— Task details —
Print out the records in full, keeping each word unchanged.
════════════════════
PR #479, opened 2024-01-30
Crm457 933/user auth

dwhenry:
## Description of change
Extend Gatekeeper to support separate enabling of crm4/crm7

## Link to relevant ticket
https://dsdmoj.atlassian.net/browse/CRM457-933

### DIFF
--- a/app/controllers/application_controller.rb
+++ b/app/controllers/application_controller.rb
@@ -6,17 +6,19 @@ class ApplicationController < LaaMultiStepForms::ApplicationController
   before_action :set_default_cookies
   before_action :can_access_service
 
-  def cas_access_service
-    return if Provider::Gatekeeper.provider_enrolled?(service:)
+  private
 
-    Rails.logger.warn "Not enrolled provider access attempt, UID: #{auth_hash.uid}, " \
-                      "accounts: #{auth_hash.info.office_codes}, service: #{service}"
+  def can_access_service
+    return unless current_provider
+    return if Providers::Gatekeeper.new(current_provider).provider_enrolled?(service:)
 
-    redirect_to laa_msf.not_enrolled_errors_path, flash: { notice: 'You do not have access to that srevice'}
+    Rails.logger.warn "Not enrolled provider access attempt, UID: #{current_provider.id}, " \
+                      "accounts: #{current_provider.office_codes}, service: #{service}"
 
+    redirect_to root_path
   end
 
   def service
-    Provider::Gatekeeper::ANY
+    Providers::Gatekeeper::ANY_SERVICE
   end
 end
--- a/app/controllers/application_controller.rb
+++ b/app/controllers/application_controller.rb
@@ -4,4 +4,19 @@ class ApplicationController < LaaMultiStepForms::ApplicationController
   include CookieConcern
 
   before_action :set_default_cookies
+  before_action :can_access_service
+
+  def cas_access_service
+    return if Provider::Gatekeeper.provider_enrolled?(service:)
+
+    Rails.logger.warn "Not enrolled provider access attempt, UID: #{auth_hash.uid}, " \
+                      "accounts: #{auth_hash.info.office_codes}, service: #{service}"
+
+    redirect_to laa_msf.not_enrolled_errors_path, flash: { notice: 'You do not have access to that srevice'}
+
+  end
+
+  def service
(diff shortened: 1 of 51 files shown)


app/controllers/prior_authority/steps/base_controller.rb
```diff
@@ -1,14 +1,8 @@
 module PriorAuthority
   module Steps
     class BaseController < ::Steps::BaseStepController
-      include ApplicationHelper
-      include CookieConcern
-
```
dwhenry, line 6: This is already included in base classes

app/controllers/application_controller.rb
```diff
@@ -4,4 +4,21 @@ class ApplicationController < LaaMultiStepForms::ApplicationController
   include CookieConcern
 
   before_action :set_default_cookies
+  before_action :can_access_service
+
+  private
+
+  def can_access_service
+    return unless current_provider
+    return if Providers::Gatekeeper.new(current_provider).provider_enrolled?(service:)
```
patrick-laa, line 13: It makes me a bit nervous that Gatekeeper expects to be initialised with an `auth_info` object, and we're passing in a provider here. It happens to be the case that both objects have an `office_codes` array attribute, but I think it might be worth tweaking the OmniauthCallbacksController so that it sends the provider instance to Gatekeeper, so we always know what sort of thing we're dealing with.

config/initializers/omniauth.rb
```diff
@@ -16,7 +27,8 @@
     # * info[office_codes] => ["1A123B", "2A555X"]
     if FeatureFlags.omniauth_test_mode.enabled?
       config.before_callback_phase do |env|
-        env['omniauth.auth'].merge!(
+        AuthMemory.put(env['omniauth.auth'].dup)
+        env['omniauth.auth'] = AuthMemory.get.merge(
```
patrick-laa, line 31: I'm. a bit confused by this. What's the benefit of this compared to simply doing:

```
env['omniauth.auth'] = env['omniauth.auth'].dup.merge(
```
?

spec/steps/nsm/provider/select_controller_spec.rb
```diff
@@ -1,7 +1,7 @@
 require 'rails_helper'
 
 RSpec.describe Nsm::Steps::Office::SelectController, type: :controller do
-  let(:provider) { Provider.new }
+  let(:provider) { build_stubbed(:provider) }
```
patrick-laa, line 4: Huh. I didn't know about `build_stubbed`. That's pretty cool.

patrick-laa (commented):
Couple of queries. As always, feel free to tell me I've missed the point!

config/initializers/omniauth.rb
dwhenry: So this is a fun fact about how the test mode appears to work as it caches what is set in `env['omniauth.auth']` between requests (at least in the tests)... hence I am storing the initial value in memory to avoid this glitch...

app/controllers/application_controller.rb
dwhenry: We chat separately about this...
════════════════════
— Finished task —
PR #479, opened 2024-01-30
Crm457 933/user auth

dwhenry:
## Description of change
Extend Gatekeeper to support separate enabling of crm4/crm7

## Link to relevant ticket
https://dsdmoj.atlassian.net/browse/CRM457-933

### DIFF
--- a/app/controllers/application_controller.rb
+++ b/app/controllers/application_controller.rb
@@ -6,17 +6,19 @@ class ApplicationController < LaaMultiStepForms::ApplicationController
   before_action :set_default_cookies
   before_action :can_access_service
 
-  def cas_access_service
-    return if Provider::Gatekeeper.provider_enrolled?(service:)
+  private
 
-    Rails.logger.warn "Not enrolled provider access attempt, UID: #{auth_hash.uid}, " \
-                      "accounts: #{auth_hash.info.office_codes}, service: #{service}"
+  def can_access_service
+    return unless current_provider
+    return if Providers::Gatekeeper.new(current_provider).provider_enrolled?(service:)
 
-    redirect_to laa_msf.not_enrolled_errors_path, flash: { notice: 'You do not have access to that srevice'}
+    Rails.logger.warn "Not enrolled provider access attempt, UID: #{current_provider.id}, " \
+                      "accounts: #{current_provider.office_codes}, service: #{service}"
 
+    redirect_to root_path
   end
 
   def service
-    Provider::Gatekeeper::ANY
+    Providers::Gatekeeper::ANY_SERVICE
   end
 end
--- a/app/controllers/application_controller.rb
+++ b/app/controllers/application_controller.rb
@@ -4,4 +4,19 @@ class ApplicationController < LaaMultiStepForms::ApplicationController
   include CookieConcern
 
   before_action :set_default_cookies
+  before_action :can_access_service
+
+  def cas_access_service
+    return if Provider::Gatekeeper.provider_enrolled?(service:)
+
+    Rails.logger.warn "Not enrolled provider access attempt, UID: #{auth_hash.uid}, " \
+                      "accounts: #{auth_hash.info.office_codes}, service: #{service}"
+
+    redirect_to laa_msf.not_enrolled_errors_path, flash: { notice: 'You do not have access to that srevice'}
+
+  end
+
+  def service
(diff shortened: 1 of 51 files shown)


app/controllers/prior_authority/steps/base_controller.rb
```diff
@@ -1,14 +1,8 @@
 module PriorAuthority
   module Steps
     class BaseController < ::Steps::BaseStepController
-      include ApplicationHelper
-      include CookieConcern
-
```
dwhenry, line 6: This is already included in base classes

app/controllers/application_controller.rb
```diff
@@ -4,4 +4,21 @@ class ApplicationController < LaaMultiStepForms::ApplicationController
   include CookieConcern
 
   before_action :set_default_cookies
+  before_action :can_access_service
+
+  private
+
+  def can_access_service
+    return unless current_provider
+    return if Providers::Gatekeeper.new(current_provider).provider_enrolled?(service:)
```
patrick-laa, line 13: It makes me a bit nervous that Gatekeeper expects to be initialised with an `auth_info` object, and we're passing in a provider here. It happens to be the case that both objects have an `office_codes` array attribute, but I think it might be worth tweaking the OmniauthCallbacksController so that it sends the provider instance to Gatekeeper, so we always know what sort of thing we're dealing with.

config/initializers/omniauth.rb
```diff
@@ -16,7 +27,8 @@
     # * info[office_codes] => ["1A123B", "2A555X"]
     if FeatureFlags.omniauth_test_mode.enabled?
       config.before_callback_phase do |env|
-        env['omniauth.auth'].merge!(
+        AuthMemory.put(env['omniauth.auth'].dup)
+        env['omniauth.auth'] = AuthMemory.get.merge(
```
patrick-laa, line 31: I'm. a bit confused by this. What's the benefit of this compared to simply doing:

```
env['omniauth.auth'] = env['omniauth.auth'].dup.merge(
```
?

spec/steps/nsm/provider/select_controller_spec.rb
```diff
@@ -1,7 +1,7 @@
 require 'rails_helper'
 
 RSpec.describe Nsm::Steps::Office::SelectController, type: :controller do
-  let(:provider) { Provider.new }
+  let(:provider) { build_stubbed(:provider) }
```
patrick-laa, line 4: Huh. I didn't know about `build_stubbed`. That's pretty cool.

patrick-laa (commented):
Couple of queries. As always, feel free to tell me I've missed the point!

config/initializers/omniauth.rb
dwhenry: So this is a fun fact about how the test mode appears to work as it caches what is set in `env['omniauth.auth']` between requests (at least in the tests)... hence I am storing the initial value in memory to avoid this glitch...

app/controllers/application_controller.rb
dwhenry: We chat separately about this...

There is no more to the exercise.